Records excerpted from a collection
■ ■ ■
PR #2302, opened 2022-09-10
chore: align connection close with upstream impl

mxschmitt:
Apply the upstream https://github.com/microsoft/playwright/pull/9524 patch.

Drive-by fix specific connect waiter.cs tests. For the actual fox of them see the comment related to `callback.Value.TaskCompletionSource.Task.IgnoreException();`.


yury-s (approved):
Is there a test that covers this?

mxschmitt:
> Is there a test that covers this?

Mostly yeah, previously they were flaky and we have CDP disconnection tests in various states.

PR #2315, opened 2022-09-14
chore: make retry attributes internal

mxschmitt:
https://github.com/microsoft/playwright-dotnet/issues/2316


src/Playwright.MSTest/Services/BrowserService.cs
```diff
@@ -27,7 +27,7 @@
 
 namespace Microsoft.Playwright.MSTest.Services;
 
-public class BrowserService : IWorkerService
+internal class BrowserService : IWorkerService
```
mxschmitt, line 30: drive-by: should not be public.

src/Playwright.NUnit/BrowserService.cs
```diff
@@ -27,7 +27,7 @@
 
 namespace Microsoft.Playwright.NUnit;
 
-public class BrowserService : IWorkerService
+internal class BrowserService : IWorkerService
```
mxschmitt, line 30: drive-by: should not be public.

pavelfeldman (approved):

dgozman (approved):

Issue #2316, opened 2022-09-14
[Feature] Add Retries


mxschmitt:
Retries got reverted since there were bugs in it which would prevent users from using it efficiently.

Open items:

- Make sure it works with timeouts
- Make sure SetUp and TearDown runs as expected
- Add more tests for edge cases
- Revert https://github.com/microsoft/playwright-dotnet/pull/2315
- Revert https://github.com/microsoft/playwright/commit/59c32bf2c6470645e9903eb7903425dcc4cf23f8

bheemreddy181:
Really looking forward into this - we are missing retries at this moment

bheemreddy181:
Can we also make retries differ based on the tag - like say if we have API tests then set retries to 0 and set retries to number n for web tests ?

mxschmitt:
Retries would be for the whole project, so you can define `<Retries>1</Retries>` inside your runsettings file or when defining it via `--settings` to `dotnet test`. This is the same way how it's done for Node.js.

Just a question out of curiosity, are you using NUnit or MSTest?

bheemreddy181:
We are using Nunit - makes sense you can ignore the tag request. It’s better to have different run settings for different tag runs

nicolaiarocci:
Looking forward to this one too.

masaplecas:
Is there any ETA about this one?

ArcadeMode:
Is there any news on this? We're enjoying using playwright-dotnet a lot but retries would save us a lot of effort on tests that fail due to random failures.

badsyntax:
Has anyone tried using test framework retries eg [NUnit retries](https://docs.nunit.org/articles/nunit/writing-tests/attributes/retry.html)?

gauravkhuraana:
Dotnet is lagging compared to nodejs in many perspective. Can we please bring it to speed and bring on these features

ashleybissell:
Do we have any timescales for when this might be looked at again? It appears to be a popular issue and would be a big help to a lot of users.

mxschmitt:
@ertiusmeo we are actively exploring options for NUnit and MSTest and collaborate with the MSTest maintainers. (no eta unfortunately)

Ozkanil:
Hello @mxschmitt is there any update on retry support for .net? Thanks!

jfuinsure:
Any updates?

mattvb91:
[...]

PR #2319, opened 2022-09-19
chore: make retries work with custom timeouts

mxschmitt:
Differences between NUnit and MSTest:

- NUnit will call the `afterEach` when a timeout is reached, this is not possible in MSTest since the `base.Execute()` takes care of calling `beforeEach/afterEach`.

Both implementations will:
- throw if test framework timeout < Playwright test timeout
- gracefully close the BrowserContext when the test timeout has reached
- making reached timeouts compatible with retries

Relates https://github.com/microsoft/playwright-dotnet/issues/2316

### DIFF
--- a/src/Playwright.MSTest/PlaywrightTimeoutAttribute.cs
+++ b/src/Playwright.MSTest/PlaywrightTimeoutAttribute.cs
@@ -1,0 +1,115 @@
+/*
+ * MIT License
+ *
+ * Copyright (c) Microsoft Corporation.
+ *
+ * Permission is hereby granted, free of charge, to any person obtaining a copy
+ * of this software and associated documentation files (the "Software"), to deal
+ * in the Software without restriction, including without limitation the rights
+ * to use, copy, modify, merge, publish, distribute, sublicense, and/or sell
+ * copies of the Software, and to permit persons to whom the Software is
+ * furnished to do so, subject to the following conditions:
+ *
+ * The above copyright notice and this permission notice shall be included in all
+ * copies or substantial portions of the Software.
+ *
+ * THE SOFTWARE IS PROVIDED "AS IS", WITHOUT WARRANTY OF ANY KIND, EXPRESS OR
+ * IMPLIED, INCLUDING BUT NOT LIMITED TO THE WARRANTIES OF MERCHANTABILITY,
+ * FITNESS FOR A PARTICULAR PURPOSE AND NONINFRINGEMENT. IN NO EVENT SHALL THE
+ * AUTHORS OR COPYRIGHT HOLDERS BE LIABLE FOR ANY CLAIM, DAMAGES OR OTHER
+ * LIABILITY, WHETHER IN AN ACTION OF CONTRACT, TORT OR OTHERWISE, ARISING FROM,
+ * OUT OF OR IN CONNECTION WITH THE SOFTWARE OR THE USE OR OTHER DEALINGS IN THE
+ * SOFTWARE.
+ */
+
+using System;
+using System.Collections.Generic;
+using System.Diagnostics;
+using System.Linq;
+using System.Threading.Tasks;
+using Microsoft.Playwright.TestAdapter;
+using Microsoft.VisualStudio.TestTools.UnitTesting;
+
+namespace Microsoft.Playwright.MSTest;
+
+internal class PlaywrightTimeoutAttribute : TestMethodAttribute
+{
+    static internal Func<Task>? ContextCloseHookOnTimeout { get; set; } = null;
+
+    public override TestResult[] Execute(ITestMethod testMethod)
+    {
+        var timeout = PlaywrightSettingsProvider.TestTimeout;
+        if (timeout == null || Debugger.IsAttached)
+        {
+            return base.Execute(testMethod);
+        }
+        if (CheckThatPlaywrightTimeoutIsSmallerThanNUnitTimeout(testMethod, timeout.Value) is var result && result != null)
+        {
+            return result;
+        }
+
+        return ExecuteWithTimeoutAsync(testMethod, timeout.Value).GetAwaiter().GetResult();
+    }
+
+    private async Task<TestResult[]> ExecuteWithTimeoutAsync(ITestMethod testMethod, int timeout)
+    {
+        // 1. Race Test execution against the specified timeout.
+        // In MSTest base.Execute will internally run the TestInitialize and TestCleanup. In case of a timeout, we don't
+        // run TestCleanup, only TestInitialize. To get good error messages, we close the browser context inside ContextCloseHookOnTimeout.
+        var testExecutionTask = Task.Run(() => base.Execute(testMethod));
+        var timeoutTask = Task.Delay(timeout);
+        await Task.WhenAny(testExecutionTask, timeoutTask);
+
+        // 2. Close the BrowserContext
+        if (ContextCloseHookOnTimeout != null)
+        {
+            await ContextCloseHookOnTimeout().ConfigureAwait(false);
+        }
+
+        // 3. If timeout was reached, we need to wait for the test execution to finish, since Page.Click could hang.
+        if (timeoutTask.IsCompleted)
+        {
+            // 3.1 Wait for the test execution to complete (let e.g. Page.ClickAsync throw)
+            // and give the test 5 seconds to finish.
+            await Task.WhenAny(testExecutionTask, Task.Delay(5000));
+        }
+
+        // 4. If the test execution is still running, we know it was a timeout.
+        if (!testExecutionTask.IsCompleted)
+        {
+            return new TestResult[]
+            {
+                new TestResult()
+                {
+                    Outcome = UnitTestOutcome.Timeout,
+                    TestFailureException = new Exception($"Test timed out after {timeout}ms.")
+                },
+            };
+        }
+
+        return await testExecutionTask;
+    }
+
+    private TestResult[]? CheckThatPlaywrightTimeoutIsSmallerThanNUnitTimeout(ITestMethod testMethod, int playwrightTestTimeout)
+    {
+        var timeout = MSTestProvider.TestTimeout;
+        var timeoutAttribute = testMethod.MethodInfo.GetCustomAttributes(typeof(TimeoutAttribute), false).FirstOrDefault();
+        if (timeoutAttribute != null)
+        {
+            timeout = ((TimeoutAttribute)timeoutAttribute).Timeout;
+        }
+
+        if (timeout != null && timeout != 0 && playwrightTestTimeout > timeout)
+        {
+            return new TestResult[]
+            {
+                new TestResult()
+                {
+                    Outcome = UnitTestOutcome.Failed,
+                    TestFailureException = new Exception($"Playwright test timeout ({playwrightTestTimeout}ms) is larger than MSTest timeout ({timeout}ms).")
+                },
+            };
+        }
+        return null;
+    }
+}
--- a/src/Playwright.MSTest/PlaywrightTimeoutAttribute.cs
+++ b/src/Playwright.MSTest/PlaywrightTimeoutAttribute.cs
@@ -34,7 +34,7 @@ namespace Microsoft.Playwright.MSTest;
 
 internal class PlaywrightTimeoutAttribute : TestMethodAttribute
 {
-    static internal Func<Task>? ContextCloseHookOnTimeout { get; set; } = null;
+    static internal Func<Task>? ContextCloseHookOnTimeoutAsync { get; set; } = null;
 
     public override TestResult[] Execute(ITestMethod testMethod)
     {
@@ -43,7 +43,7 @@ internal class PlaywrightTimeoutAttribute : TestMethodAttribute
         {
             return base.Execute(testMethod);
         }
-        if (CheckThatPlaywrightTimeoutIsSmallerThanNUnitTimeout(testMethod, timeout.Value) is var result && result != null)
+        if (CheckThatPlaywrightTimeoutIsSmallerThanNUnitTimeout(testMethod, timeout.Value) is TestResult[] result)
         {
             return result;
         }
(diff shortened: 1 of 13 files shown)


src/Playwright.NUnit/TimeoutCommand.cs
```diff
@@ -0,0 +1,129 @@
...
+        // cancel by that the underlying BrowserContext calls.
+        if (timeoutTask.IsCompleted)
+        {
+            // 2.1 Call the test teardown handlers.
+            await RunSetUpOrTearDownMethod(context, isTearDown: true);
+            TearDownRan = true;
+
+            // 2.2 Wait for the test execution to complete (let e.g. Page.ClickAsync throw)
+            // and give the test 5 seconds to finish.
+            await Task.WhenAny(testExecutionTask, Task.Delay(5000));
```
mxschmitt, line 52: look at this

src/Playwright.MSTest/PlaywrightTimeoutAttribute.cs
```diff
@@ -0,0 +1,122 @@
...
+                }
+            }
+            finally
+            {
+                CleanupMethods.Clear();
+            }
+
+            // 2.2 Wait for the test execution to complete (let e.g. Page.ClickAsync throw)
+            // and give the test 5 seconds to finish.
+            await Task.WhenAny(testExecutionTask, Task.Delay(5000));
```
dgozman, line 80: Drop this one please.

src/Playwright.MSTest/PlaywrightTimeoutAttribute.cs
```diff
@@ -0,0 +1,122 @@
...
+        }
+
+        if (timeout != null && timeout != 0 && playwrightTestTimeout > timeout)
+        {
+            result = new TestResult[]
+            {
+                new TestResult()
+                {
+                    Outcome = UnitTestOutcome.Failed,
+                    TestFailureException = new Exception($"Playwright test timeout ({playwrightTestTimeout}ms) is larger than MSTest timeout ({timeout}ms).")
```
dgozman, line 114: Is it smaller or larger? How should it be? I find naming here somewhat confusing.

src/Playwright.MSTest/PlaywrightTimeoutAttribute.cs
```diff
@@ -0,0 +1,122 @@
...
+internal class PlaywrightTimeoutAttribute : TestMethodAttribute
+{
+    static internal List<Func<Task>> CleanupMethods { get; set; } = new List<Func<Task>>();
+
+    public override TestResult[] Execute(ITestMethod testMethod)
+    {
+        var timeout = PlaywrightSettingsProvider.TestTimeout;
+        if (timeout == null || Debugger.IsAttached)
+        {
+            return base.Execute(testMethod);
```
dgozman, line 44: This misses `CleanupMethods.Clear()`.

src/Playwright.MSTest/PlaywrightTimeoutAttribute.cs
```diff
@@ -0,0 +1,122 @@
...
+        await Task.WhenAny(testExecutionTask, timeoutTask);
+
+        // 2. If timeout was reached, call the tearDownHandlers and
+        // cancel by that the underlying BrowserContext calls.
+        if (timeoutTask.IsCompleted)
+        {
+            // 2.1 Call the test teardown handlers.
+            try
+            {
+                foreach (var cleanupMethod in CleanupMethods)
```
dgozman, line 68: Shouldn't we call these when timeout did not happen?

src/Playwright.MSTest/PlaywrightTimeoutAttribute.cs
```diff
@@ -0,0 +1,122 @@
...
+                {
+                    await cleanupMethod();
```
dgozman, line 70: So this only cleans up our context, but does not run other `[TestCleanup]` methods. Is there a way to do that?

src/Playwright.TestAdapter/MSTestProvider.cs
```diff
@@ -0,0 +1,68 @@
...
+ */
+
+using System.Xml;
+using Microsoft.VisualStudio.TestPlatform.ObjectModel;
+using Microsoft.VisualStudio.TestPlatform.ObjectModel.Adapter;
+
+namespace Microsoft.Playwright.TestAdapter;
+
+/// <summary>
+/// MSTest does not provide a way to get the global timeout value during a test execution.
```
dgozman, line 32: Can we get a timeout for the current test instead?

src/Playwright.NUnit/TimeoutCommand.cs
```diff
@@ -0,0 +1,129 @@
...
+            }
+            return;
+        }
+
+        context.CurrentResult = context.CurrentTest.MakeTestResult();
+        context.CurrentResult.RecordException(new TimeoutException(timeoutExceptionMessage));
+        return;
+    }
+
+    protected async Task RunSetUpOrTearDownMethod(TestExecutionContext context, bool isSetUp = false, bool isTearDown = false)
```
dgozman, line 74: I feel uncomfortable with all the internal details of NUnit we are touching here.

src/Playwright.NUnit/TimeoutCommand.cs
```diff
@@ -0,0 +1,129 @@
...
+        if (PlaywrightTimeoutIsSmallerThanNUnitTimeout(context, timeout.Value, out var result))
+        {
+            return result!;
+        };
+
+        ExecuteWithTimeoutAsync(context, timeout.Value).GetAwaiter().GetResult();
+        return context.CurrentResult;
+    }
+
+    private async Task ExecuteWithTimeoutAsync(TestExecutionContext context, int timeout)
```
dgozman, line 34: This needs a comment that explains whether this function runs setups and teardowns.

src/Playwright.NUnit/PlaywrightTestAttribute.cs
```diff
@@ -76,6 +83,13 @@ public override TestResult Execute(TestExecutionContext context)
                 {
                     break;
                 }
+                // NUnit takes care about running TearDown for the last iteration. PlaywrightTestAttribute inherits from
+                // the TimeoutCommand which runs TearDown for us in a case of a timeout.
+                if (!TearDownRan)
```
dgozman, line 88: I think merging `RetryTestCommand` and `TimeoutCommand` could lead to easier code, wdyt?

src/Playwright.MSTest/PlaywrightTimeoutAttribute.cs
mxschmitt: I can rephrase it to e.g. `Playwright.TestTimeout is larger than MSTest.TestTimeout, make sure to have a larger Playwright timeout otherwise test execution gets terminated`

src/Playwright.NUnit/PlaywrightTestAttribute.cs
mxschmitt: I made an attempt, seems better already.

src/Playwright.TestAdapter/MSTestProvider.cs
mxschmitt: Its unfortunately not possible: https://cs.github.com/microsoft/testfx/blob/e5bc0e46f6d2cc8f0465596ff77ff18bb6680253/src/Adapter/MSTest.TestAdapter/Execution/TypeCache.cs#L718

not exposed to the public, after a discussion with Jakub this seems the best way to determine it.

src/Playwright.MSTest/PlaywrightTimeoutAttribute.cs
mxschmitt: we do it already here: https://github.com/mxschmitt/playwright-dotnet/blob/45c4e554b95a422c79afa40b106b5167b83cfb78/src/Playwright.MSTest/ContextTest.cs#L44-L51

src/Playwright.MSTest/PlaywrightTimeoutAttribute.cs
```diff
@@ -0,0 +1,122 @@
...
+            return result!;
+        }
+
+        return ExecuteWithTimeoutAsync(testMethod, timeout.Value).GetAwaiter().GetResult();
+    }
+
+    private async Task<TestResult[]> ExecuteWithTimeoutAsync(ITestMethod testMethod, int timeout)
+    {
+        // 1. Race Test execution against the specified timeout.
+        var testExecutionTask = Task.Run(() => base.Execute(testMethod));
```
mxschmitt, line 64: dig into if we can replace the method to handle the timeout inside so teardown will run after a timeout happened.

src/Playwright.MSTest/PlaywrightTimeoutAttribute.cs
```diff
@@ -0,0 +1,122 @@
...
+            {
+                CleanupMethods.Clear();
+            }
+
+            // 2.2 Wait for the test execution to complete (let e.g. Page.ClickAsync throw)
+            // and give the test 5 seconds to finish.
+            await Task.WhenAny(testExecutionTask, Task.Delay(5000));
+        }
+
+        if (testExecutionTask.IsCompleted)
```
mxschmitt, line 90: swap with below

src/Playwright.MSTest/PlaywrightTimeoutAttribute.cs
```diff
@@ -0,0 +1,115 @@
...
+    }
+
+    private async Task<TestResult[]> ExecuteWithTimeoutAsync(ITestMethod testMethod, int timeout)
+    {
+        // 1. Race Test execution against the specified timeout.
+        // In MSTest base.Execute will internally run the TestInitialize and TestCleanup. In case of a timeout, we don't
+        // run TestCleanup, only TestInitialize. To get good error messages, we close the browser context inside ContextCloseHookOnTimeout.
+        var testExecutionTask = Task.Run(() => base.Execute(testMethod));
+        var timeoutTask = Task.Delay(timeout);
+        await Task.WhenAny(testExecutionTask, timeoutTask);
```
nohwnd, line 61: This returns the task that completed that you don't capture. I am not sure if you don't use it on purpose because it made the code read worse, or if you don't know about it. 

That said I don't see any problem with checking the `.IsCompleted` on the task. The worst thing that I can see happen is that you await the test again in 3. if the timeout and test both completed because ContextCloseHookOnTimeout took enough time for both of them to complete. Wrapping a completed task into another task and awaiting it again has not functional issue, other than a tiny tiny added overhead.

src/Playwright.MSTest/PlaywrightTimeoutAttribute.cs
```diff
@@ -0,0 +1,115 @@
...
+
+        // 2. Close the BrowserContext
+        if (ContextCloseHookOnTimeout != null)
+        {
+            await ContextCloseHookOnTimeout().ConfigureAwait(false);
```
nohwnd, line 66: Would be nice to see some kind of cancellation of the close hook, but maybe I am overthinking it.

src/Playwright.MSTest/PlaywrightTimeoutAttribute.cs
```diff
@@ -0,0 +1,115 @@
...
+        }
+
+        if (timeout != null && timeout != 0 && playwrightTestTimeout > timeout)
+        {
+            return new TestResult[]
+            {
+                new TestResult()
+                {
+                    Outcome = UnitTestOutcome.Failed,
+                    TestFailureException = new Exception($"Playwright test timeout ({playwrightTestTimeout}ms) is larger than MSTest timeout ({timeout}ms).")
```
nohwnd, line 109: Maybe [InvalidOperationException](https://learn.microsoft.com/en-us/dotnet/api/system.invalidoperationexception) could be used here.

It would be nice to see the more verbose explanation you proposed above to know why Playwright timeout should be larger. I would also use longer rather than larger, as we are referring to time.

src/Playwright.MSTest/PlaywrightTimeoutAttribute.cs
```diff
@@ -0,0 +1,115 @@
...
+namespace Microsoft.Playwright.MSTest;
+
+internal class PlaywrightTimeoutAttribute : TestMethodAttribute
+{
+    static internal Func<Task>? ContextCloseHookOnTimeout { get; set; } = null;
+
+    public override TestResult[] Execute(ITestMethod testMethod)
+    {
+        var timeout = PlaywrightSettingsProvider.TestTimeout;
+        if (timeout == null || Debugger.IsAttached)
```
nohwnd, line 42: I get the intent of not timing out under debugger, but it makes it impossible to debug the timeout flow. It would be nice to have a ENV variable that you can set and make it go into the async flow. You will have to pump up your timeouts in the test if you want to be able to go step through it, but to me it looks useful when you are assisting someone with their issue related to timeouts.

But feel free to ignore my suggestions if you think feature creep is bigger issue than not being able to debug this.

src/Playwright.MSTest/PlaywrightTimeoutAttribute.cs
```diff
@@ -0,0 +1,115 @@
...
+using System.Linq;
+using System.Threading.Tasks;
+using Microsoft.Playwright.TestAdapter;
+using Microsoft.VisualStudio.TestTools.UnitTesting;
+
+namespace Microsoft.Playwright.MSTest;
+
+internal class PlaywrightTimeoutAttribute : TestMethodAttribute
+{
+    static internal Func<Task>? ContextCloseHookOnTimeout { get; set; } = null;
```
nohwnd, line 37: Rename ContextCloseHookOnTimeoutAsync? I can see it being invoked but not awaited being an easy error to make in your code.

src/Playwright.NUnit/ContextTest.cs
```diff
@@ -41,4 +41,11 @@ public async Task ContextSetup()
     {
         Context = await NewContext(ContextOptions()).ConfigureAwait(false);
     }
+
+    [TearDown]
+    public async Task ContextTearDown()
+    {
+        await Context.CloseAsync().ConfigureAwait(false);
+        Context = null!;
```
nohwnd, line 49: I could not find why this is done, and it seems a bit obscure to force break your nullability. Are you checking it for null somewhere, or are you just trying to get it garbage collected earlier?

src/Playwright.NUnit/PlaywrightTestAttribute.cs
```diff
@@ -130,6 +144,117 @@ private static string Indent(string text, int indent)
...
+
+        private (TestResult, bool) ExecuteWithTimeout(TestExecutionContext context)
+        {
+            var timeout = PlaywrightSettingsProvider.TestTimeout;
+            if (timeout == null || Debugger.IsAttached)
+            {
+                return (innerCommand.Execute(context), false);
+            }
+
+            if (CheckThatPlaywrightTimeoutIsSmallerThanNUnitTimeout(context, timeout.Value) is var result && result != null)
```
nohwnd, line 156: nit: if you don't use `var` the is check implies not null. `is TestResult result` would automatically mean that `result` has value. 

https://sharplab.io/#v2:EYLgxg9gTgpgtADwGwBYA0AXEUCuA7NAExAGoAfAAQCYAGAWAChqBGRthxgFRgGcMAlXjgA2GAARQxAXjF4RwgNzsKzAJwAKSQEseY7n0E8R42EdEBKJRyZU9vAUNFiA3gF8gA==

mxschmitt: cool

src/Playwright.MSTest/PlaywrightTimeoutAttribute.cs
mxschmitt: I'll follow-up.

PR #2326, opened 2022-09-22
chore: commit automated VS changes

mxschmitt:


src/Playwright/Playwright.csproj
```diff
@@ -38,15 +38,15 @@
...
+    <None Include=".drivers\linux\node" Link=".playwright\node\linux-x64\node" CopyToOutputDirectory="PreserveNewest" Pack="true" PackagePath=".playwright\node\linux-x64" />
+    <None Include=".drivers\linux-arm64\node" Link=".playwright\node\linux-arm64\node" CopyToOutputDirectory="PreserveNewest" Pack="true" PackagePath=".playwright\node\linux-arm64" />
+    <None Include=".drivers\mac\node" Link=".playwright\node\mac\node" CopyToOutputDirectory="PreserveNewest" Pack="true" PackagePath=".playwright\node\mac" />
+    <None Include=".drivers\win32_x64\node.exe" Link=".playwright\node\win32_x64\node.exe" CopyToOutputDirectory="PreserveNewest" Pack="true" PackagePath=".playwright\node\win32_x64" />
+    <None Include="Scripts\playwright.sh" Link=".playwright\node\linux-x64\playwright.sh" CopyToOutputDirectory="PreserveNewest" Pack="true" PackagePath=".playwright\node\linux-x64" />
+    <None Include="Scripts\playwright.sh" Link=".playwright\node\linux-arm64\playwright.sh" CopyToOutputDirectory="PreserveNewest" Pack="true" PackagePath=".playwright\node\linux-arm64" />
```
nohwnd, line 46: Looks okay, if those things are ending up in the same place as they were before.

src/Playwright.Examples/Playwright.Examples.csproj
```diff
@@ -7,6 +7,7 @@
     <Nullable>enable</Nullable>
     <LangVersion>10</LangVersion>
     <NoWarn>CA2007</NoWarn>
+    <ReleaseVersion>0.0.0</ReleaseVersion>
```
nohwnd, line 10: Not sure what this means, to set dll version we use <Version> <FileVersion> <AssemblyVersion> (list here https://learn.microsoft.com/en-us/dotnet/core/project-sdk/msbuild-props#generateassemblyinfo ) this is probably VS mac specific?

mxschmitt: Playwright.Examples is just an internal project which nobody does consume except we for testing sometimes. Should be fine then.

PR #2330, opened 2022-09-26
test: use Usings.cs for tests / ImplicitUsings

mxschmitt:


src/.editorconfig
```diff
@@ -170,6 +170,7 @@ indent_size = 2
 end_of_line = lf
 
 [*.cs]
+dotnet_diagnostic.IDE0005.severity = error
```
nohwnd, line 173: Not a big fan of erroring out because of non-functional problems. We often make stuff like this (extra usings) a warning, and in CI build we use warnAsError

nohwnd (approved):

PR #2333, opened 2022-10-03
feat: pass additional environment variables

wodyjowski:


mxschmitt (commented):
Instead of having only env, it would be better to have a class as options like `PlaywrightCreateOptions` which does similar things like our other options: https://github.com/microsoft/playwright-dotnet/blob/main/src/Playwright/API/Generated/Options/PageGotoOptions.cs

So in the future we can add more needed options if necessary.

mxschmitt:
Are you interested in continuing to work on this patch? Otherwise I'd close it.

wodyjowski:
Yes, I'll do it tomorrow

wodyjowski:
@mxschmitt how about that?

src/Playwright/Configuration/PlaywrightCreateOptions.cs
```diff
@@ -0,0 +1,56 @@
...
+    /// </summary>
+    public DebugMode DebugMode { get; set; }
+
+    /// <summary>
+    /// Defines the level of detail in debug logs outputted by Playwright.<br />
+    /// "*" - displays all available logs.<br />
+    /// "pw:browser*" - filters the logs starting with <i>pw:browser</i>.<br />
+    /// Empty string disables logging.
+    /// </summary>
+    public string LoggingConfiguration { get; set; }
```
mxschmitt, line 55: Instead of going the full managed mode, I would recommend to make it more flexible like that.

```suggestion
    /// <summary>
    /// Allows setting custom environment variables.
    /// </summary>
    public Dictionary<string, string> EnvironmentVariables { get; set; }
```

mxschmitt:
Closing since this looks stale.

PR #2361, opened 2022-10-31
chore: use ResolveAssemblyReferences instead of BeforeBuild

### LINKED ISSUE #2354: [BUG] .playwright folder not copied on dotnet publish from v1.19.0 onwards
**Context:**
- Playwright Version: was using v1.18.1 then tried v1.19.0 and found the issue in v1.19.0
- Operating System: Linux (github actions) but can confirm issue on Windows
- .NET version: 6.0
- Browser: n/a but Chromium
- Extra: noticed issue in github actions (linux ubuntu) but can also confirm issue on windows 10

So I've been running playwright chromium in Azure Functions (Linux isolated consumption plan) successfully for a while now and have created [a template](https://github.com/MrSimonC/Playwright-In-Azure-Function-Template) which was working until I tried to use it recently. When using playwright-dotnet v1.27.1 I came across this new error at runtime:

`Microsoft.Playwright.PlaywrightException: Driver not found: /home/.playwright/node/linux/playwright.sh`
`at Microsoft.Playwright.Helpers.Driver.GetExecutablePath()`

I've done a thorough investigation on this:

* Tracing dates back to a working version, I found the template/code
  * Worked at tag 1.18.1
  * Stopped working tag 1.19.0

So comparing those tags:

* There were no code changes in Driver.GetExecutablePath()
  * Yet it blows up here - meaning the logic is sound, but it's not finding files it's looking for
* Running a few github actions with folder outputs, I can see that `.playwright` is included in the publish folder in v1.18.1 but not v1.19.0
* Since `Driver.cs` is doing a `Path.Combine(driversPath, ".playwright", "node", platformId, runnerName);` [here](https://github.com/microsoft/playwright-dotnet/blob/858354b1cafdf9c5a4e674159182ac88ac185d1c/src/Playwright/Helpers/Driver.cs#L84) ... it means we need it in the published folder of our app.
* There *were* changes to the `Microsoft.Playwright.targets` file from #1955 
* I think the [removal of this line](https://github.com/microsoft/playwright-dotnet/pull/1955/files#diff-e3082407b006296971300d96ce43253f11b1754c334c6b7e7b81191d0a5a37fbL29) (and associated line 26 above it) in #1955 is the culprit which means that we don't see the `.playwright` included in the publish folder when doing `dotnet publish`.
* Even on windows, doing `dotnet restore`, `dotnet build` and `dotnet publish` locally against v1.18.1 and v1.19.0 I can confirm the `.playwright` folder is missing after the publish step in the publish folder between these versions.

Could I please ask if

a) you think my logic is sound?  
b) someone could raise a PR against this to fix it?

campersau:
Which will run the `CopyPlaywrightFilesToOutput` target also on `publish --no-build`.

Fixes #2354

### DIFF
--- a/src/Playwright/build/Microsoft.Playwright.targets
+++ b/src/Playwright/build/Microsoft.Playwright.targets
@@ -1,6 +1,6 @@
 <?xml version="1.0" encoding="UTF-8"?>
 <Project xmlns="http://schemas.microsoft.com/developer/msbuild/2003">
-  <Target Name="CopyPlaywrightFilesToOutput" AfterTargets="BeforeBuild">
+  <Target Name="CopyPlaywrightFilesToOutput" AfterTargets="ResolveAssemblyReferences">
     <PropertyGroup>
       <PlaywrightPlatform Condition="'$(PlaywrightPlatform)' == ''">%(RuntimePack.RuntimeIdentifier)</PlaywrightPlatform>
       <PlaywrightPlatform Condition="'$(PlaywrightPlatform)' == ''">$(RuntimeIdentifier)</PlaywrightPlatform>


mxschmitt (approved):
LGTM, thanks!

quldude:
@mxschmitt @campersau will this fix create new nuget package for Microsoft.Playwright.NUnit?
■ ■ ■
Reproduce each line above that contains "logs".

[Answer section]:
+    /// Defines the level of detail in debug logs outputted by Playwright.<br />
+    /// "*" - displays all available logs.<br />
+    /// "pw:browser*" - filters the logs starting with <i>pw:browser</i>.<br />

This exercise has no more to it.